- [Exercise instructions] Records follow. Copy every line with "doesn".

Collected data entries:
* * * *

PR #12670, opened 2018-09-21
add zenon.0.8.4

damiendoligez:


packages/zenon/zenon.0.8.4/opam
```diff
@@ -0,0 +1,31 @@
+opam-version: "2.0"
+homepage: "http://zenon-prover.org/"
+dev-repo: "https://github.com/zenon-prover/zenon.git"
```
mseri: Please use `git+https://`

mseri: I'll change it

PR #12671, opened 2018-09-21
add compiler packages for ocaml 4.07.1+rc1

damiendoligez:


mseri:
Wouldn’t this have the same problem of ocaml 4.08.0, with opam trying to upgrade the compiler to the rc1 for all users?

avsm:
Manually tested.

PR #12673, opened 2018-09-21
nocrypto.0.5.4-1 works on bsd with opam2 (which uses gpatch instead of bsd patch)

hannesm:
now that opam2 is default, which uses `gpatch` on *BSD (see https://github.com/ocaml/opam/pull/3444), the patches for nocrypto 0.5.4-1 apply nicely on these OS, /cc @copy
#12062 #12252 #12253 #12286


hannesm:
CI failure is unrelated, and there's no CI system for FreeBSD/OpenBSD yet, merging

* * * *

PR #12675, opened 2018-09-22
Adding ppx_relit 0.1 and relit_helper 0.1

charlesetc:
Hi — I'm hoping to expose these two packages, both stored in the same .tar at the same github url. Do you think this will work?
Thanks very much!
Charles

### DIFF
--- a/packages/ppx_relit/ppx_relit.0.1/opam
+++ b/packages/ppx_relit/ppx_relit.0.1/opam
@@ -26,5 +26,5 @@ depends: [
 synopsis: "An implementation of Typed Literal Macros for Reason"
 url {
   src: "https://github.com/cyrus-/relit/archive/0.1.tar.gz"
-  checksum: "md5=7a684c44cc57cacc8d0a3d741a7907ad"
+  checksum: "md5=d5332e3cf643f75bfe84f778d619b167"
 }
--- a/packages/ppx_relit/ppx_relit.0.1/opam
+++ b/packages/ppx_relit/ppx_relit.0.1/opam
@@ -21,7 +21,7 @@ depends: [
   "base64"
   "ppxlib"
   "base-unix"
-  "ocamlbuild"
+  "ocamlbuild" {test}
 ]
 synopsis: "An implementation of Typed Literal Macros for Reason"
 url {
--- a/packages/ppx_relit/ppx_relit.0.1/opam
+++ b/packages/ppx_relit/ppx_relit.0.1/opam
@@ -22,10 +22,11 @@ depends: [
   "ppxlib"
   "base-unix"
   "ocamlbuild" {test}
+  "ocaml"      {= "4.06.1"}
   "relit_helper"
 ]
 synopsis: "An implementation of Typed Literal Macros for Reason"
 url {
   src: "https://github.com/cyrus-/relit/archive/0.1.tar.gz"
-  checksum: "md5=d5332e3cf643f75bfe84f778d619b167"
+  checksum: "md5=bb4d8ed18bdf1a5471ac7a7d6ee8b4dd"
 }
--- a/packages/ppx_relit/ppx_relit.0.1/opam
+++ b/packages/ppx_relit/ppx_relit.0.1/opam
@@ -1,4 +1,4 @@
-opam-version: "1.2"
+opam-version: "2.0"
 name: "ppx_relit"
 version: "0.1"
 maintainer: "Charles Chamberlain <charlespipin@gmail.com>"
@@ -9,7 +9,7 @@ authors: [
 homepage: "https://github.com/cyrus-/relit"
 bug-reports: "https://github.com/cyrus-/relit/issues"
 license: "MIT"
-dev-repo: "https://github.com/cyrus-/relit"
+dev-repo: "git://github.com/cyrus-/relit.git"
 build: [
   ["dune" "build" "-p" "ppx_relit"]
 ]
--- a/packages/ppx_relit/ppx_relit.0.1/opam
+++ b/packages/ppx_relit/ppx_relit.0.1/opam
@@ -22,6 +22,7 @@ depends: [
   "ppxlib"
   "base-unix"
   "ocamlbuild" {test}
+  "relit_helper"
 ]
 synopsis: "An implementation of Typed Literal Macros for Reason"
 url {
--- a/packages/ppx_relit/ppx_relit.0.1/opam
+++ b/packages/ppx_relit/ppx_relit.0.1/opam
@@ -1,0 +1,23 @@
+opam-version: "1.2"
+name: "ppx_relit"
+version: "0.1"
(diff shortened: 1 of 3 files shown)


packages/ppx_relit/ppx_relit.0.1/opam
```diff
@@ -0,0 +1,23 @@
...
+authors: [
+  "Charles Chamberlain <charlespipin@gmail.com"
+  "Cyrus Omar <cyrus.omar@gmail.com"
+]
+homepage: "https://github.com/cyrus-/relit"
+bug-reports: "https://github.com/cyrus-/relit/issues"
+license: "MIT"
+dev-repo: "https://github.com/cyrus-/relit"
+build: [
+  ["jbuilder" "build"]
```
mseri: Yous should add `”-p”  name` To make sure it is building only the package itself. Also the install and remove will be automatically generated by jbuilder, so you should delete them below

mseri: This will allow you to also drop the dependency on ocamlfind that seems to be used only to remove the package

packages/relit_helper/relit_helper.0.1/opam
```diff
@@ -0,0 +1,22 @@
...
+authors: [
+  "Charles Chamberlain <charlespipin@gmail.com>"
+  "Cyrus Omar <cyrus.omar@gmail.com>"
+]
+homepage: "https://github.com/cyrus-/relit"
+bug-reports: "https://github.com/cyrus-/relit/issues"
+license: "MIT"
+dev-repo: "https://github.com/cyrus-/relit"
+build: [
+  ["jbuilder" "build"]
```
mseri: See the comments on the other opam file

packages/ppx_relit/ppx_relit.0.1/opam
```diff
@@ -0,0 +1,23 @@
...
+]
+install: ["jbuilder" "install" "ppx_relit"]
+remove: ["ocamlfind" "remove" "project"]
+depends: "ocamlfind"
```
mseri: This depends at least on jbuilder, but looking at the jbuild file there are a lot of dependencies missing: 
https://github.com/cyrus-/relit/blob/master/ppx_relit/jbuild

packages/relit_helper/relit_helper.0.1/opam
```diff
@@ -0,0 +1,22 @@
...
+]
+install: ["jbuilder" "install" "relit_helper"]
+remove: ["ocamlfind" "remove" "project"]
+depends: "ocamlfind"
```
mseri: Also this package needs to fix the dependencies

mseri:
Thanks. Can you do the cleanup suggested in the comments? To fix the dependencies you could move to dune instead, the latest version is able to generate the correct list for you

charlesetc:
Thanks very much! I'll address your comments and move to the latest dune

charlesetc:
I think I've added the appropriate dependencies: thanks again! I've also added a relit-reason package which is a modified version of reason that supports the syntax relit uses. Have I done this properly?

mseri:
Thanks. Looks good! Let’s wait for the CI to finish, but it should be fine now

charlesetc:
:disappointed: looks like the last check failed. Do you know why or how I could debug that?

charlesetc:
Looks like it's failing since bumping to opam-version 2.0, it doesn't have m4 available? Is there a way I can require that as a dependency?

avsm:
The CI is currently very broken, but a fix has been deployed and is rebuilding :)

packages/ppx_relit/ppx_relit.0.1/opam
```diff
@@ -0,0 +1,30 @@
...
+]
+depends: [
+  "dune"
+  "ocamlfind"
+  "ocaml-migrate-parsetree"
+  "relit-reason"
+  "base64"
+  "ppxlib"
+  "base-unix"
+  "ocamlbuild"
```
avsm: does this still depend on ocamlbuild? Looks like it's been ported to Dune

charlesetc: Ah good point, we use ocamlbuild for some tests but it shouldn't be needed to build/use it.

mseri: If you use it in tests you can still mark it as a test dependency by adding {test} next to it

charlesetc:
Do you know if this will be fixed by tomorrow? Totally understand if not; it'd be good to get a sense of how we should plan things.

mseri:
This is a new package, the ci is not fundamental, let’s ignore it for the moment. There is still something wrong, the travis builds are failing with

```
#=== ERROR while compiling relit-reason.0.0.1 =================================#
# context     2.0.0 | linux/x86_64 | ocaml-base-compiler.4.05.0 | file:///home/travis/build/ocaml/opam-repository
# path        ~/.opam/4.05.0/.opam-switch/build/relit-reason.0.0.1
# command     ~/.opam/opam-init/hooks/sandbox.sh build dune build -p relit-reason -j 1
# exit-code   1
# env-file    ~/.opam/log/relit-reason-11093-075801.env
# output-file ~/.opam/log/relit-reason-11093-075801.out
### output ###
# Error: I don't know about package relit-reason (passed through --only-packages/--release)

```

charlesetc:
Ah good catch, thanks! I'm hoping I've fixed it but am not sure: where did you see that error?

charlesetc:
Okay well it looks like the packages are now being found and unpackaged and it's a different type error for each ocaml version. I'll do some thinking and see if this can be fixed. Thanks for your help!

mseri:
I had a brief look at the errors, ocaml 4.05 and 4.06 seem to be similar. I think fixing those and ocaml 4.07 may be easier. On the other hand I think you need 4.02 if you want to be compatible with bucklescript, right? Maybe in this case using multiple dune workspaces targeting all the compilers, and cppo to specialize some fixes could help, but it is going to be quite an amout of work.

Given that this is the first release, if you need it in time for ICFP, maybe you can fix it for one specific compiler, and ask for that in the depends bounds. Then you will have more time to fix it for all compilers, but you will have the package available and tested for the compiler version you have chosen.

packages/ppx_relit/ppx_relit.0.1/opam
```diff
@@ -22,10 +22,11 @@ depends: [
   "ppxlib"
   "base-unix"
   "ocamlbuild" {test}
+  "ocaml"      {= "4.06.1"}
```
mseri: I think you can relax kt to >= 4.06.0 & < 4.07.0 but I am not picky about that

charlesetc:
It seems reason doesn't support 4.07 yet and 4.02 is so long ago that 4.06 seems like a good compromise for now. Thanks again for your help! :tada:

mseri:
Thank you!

* * * *

- [Expected output]
Looks like it's failing since bumping to opam-version 2.0, it doesn't have m4 available? Is there a way I can require that as a dependency?
It seems reason doesn't support 4.07 yet and 4.02 is so long ago that 4.06 seems like a good compromise for now. Thanks again for your help! :tada:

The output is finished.